══ DATA PROVIDED ══
PR #1353, opened 2016-06-14
(FACT-1244) Correctly report Xen Dom0 vs DomU

branan:
Previously, our virt-what reader would return the first line of output
it found. For cases where the machine is Xen, however, this first line
is simple "xen", with Dom0 or DomU information being provided
after. In that case we want to skip the first line and move on to the
detailed hypervisor info.

### DIFF
--- a/lib/src/facts/linux/virtualization_resolver.cc
+++ b/lib/src/facts/linux/virtualization_resolver.cc
@@ -117,6 +117,11 @@ namespace facter { namespace facts { namespace linux {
═══
TASK REQUIREMENTS
Your response should be the lines above from the first to the one containing "--- a/lib/src/facts/linux/virtualization_resolver.cc", inclusive, each given exactly.

REPLY TO THE EXERCISE
PR #1353, opened 2016-06-14
(FACT-1244) Correctly report Xen Dom0 vs DomU

branan:
Previously, our virt-what reader would return the first line of output
it found. For cases where the machine is Xen, however, this first line
is simple "xen", with Dom0 or DomU information being provided
after. In that case we want to skip the first line and move on to the
detailed hypervisor info.

### DIFF
--- a/lib/src/facts/linux/virtualization_resolver.cc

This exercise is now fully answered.